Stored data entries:
________________________

PR #108, opened 2016-02-29
feat(ObjectType) lookup field implementations from interface, too

rmosolgo:
As described in [our earlier conversation](https://github.com/rmosolgo/graphql-ruby/issues/91#issuecomment-184615939), this allows interfaces to be used as mixins. 

You can get field implementations from the interface _or_ you can override them in the object type. 

One outstanding issue is, can we cache the result of looking up a field? At what level? Some things I want to support, but don't support well yet, are: 

- Rails development reloading 
- Multiple schemas in one application

### DIFF
--- a/lib/graphql/interface_type.rb
+++ b/lib/graphql/interface_type.rb
@@ -23,4 +23,14 @@ class GraphQL::InterfaceType < GraphQL::BaseType
   def possible_types
     @possible_types ||= []
   end
+
+  # @return [GraphQL::Field] The defined field for `field_name`
+  def get_field(field_name)
+    self.fields[field_name]
+  end
+
+  # @return [Array<GraphQL::Field>] All fields on this type
+  def all_fields
+    self.fields.values
+  end
 end
--- a/lib/graphql/interface_type.rb
+++ b/lib/graphql/interface_type.rb
@@ -26,11 +26,11 @@ class GraphQL::InterfaceType < GraphQL::BaseType
 
   # @return [GraphQL::Field] The defined field for `field_name`
   def get_field(field_name)
-    self.fields[field_name]
+    fields[field_name]
   end
 
   # @return [Array<GraphQL::Field>] All fields on this type
   def all_fields
-    self.fields.values
+    fields.values
   end
 end
--- a/lib/graphql/object_type.rb
+++ b/lib/graphql/object_type.rb
@@ -50,7 +50,7 @@ class GraphQL::ObjectType < GraphQL::BaseType
 
   # @return [Array<GraphQL::Field>] All fields, including ones inherited from interfaces
   def all_fields
-    interface_fields = interfaces.inject({}) do |memo, iface|
+    interface_fields = interfaces.reduce({}) do |memo, iface|
       memo.merge(iface.fields)
     end
     interface_fields.merge(self.fields).values
@@ -61,7 +61,7 @@ class GraphQL::ObjectType < GraphQL::BaseType
   # Find the _last_ definition for `field_name`
   def get_interface_field(field_name)
     interfaces.reduce(nil) do |memo, iface|
-      iface.fields[field_name] || memo
+      iface.get_field(field_name) || memo
     end
   end
 end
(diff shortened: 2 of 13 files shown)


lib/graphql/object_type.rb
```diff
@@ -42,4 +42,26 @@ def interfaces=(new_interfaces)
...
   end
+
+  # @return [GraphQL::Field] The field definition for `field_name` (may be inherited from interfaces)
+  def get_field(field_name)
+    fields[field_name] || get_interface_field(field_name)
+  end
+
+  # @return [Array<GraphQL::Field>] All fields, including ones inherited from interfaces
+  def all_fields
+    interface_fields = interfaces.inject({}) do |memo, iface|
```
xuorig: How about `interfaces.reduce({}, :merge)` ? :dancer:

lib/graphql/object_type.rb
```diff
@@ -42,4 +42,26 @@ def interfaces=(new_interfaces)
...
+    end
+    interface_fields.merge(self.fields).values
+  end
+
+  private
+
+  # Find the _last_ definition for `field_name`
+  def get_interface_field(field_name)
+    interfaces.reduce(nil) do |memo, iface|
+      iface.fields[field_name] || memo
```
xuorig: `iface.get_field(field_name)` ?

lib/graphql/object_type.rb
```diff
@@ -42,4 +42,26 @@ def interfaces=(new_interfaces)
...
+      memo.merge(iface.fields)
+    end
+    interface_fields.merge(self.fields).values
+  end
+
+  private
+
+  # Find the _last_ definition for `field_name`
+  def get_interface_field(field_name)
+    interfaces.reduce(nil) do |memo, iface|
```
xuorig: why do you need to reduce(nil) here ? `interface.get_field` should return `nil` if it's not present right ?

lib/graphql/interface_type.rb
```diff
@@ -23,4 +23,14 @@ def kind
   def possible_types
     @possible_types ||= []
   end
+
+  # @return [GraphQL::Field] The defined field for `field_name`
+  def get_field(field_name)
+    self.fields[field_name]
```
xuorig: nit: lose the `self` here and in `all_fields` to be consistent with other places ?

xuorig:
I like this! it's going to be super useful :tada:

lib/graphql/object_type.rb
rmosolgo: good point, `.fields` is almost a private API  now!

lib/graphql/object_type.rb
rmosolgo: But, if I don't provide an initial value, Ruby will take the first item from the list as the initial value. And `memo` should always be a `GraphQL::Field`-or-`nil`, not ever an interface!

xuorig: Hmm right! I guess what I'm saying is why not have `interface_fields` as a method itself, in which you can use `interfaces.reduce({}, :merge)` then you can replace that part in both `all_fields` and `get_interface_field` which becomes `interface_fields[field_name]`

Just a nit though, don't want to slow you down!

lib/graphql/interface_type.rb
rmosolgo: Seems like kind of a waste, `all_fields` flattens the hash to an array, then `get_fields` picks a member out of the array by name. We can save a few steps by looking up directly from the hash!

xuorig: My bad, Did not notice, :shipit:

lib/graphql/object_type.rb
rmosolgo: Oh, now I understand, yes, that's much simpler! 

I think I'll still use the block for merging though. I could add `InterfaceType#merge` for this purpose but I don't think it's worth expanding the API

xuorig: Perfect!

peterhorne:
Yay! Looking forward to giving this a spin :grin: :tada:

________________________

◆ TO DO ◆
Would you please restate all of the entries exactly?

◆ SOLUTION ◆
PR #108, opened 2016-02-29
feat(ObjectType) lookup field implementations from interface, too

rmosolgo:
As described in [our earlier conversation](https://github.com/rmosolgo/graphql-ruby/issues/91#issuecomment-184615939), this allows interfaces to be used as mixins. 

You can get field implementations from the interface _or_ you can override them in the object type. 

One outstanding issue is, can we cache the result of looking up a field? At what level? Some things I want to support, but don't support well yet, are: 

- Rails development reloading 
- Multiple schemas in one application

### DIFF
--- a/lib/graphql/interface_type.rb
+++ b/lib/graphql/interface_type.rb
@@ -23,4 +23,14 @@ class GraphQL::InterfaceType < GraphQL::BaseType
   def possible_types
     @possible_types ||= []
   end
+
+  # @return [GraphQL::Field] The defined field for `field_name`
+  def get_field(field_name)
+    self.fields[field_name]
+  end
+
+  # @return [Array<GraphQL::Field>] All fields on this type
+  def all_fields
+    self.fields.values
+  end
 end
--- a/lib/graphql/interface_type.rb
+++ b/lib/graphql/interface_type.rb
@@ -26,11 +26,11 @@ class GraphQL::InterfaceType < GraphQL::BaseType
 
   # @return [GraphQL::Field] The defined field for `field_name`
   def get_field(field_name)
-    self.fields[field_name]
+    fields[field_name]
   end
 
   # @return [Array<GraphQL::Field>] All fields on this type
   def all_fields
-    self.fields.values
+    fields.values
   end
 end
--- a/lib/graphql/object_type.rb
+++ b/lib/graphql/object_type.rb
@@ -50,7 +50,7 @@ class GraphQL::ObjectType < GraphQL::BaseType
 
   # @return [Array<GraphQL::Field>] All fields, including ones inherited from interfaces
   def all_fields
-    interface_fields = interfaces.inject({}) do |memo, iface|
+    interface_fields = interfaces.reduce({}) do |memo, iface|
       memo.merge(iface.fields)
     end
     interface_fields.merge(self.fields).values
@@ -61,7 +61,7 @@ class GraphQL::ObjectType < GraphQL::BaseType
   # Find the _last_ definition for `field_name`
   def get_interface_field(field_name)
     interfaces.reduce(nil) do |memo, iface|
-      iface.fields[field_name] || memo
+      iface.get_field(field_name) || memo
     end
   end
 end
(diff shortened: 2 of 13 files shown)


lib/graphql/object_type.rb
```diff
@@ -42,4 +42,26 @@ def interfaces=(new_interfaces)
...
   end
+
+  # @return [GraphQL::Field] The field definition for `field_name` (may be inherited from interfaces)
+  def get_field(field_name)
+    fields[field_name] || get_interface_field(field_name)
+  end
+
+  # @return [Array<GraphQL::Field>] All fields, including ones inherited from interfaces
+  def all_fields
+    interface_fields = interfaces.inject({}) do |memo, iface|
```
xuorig: How about `interfaces.reduce({}, :merge)` ? :dancer:

lib/graphql/object_type.rb
```diff
@@ -42,4 +42,26 @@ def interfaces=(new_interfaces)
...
+    end
+    interface_fields.merge(self.fields).values
+  end
+
+  private
+
+  # Find the _last_ definition for `field_name`
+  def get_interface_field(field_name)
+    interfaces.reduce(nil) do |memo, iface|
+      iface.fields[field_name] || memo
```
xuorig: `iface.get_field(field_name)` ?

lib/graphql/object_type.rb
```diff
@@ -42,4 +42,26 @@ def interfaces=(new_interfaces)
...
+      memo.merge(iface.fields)
+    end
+    interface_fields.merge(self.fields).values
+  end
+
+  private
+
+  # Find the _last_ definition for `field_name`
+  def get_interface_field(field_name)
+    interfaces.reduce(nil) do |memo, iface|
```
xuorig: why do you need to reduce(nil) here ? `interface.get_field` should return `nil` if it's not present right ?

lib/graphql/interface_type.rb
```diff
@@ -23,4 +23,14 @@ def kind
   def possible_types
     @possible_types ||= []
   end
+
+  # @return [GraphQL::Field] The defined field for `field_name`
+  def get_field(field_name)
+    self.fields[field_name]
```
xuorig: nit: lose the `self` here and in `all_fields` to be consistent with other places ?

xuorig:
I like this! it's going to be super useful :tada:

lib/graphql/object_type.rb
rmosolgo: good point, `.fields` is almost a private API  now!

lib/graphql/object_type.rb
rmosolgo: But, if I don't provide an initial value, Ruby will take the first item from the list as the initial value. And `memo` should always be a `GraphQL::Field`-or-`nil`, not ever an interface!

xuorig: Hmm right! I guess what I'm saying is why not have `interface_fields` as a method itself, in which you can use `interfaces.reduce({}, :merge)` then you can replace that part in both `all_fields` and `get_interface_field` which becomes `interface_fields[field_name]`

Just a nit though, don't want to slow you down!

lib/graphql/interface_type.rb
rmosolgo: Seems like kind of a waste, `all_fields` flattens the hash to an array, then `get_fields` picks a member out of the array by name. We can save a few steps by looking up directly from the hash!

xuorig: My bad, Did not notice, :shipit:

lib/graphql/object_type.rb
rmosolgo: Oh, now I understand, yes, that's much simpler! 

I think I'll still use the block for merging though. I could add `InterfaceType#merge` for this purpose but I don't think it's worth expanding the API

xuorig: Perfect!

peterhorne:
Yay! Looking forward to giving this a spin :grin: :tada:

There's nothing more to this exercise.